Comb the records below for the string "Update" and copy each line where it turns up.

Dataset extract START

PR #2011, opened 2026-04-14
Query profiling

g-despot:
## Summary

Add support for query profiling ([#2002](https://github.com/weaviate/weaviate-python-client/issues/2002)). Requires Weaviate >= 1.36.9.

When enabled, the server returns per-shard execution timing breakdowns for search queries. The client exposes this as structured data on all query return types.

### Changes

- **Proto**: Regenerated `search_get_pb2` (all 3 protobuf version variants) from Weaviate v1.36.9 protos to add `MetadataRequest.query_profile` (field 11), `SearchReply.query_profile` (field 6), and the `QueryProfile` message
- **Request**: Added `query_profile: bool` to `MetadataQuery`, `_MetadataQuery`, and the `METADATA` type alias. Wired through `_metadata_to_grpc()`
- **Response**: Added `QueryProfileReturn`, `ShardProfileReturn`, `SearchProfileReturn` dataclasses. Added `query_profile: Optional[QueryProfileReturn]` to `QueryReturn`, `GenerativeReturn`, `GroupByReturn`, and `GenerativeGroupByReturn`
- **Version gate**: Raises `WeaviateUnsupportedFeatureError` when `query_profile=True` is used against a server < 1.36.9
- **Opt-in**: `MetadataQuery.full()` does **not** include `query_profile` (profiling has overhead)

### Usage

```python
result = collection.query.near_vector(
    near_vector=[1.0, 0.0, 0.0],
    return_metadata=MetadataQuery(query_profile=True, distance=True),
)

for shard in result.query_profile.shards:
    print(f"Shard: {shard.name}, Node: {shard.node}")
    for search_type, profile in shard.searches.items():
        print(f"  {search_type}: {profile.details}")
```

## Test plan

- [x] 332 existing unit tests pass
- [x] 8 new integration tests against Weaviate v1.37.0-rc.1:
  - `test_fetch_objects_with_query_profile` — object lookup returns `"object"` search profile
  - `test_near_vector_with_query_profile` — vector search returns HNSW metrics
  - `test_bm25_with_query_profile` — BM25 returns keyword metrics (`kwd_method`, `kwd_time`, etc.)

Dataset extract END
Dataset extract START

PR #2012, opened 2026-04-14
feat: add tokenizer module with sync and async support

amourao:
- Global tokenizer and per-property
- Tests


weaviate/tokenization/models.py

Dataset extract END
Dataset extract START

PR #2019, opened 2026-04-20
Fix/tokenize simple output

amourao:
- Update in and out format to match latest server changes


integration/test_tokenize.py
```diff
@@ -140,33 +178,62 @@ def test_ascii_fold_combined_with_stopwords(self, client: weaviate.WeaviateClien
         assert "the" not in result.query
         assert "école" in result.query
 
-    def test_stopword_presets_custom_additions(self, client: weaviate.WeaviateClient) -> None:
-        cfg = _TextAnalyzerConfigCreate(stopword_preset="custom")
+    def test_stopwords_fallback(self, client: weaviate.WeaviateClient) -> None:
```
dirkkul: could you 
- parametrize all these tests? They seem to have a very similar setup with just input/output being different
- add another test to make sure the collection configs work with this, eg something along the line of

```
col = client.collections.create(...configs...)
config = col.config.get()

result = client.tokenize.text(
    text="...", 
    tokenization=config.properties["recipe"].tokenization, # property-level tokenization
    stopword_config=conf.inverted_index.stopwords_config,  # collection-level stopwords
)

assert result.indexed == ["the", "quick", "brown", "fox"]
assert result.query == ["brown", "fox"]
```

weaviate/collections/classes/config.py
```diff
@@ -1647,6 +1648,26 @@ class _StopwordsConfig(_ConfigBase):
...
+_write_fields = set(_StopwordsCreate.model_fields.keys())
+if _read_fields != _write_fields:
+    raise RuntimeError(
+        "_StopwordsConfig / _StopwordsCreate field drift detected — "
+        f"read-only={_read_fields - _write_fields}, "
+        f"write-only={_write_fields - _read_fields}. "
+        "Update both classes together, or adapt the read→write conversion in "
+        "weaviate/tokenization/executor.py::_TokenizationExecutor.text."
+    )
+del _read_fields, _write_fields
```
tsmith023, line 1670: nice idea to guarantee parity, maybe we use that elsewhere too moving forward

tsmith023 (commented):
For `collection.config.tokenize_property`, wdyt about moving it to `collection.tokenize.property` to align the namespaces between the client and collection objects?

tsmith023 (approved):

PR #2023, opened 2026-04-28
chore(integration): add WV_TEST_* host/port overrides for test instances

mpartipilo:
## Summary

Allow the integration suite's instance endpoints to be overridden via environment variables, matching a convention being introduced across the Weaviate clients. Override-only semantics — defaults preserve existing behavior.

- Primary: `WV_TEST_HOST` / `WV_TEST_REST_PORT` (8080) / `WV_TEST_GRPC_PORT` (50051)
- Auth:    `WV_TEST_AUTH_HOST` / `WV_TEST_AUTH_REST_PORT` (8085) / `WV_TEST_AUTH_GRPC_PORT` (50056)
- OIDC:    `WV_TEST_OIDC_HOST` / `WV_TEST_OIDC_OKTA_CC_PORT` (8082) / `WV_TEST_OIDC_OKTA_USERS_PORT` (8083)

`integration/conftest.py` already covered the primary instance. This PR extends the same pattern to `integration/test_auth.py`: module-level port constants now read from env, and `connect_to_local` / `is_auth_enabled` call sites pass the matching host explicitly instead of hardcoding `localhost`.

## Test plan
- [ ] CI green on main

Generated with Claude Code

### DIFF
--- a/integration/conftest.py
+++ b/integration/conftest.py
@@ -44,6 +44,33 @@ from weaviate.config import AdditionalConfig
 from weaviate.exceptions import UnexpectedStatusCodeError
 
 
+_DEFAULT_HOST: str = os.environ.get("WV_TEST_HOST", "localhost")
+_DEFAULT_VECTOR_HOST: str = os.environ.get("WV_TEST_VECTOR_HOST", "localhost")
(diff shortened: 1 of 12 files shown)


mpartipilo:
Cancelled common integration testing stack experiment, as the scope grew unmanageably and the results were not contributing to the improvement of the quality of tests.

Dataset extract END

_Response_
- Update in and out format to match latest server changes
+        "Update both classes together, or adapt the read→write conversion in "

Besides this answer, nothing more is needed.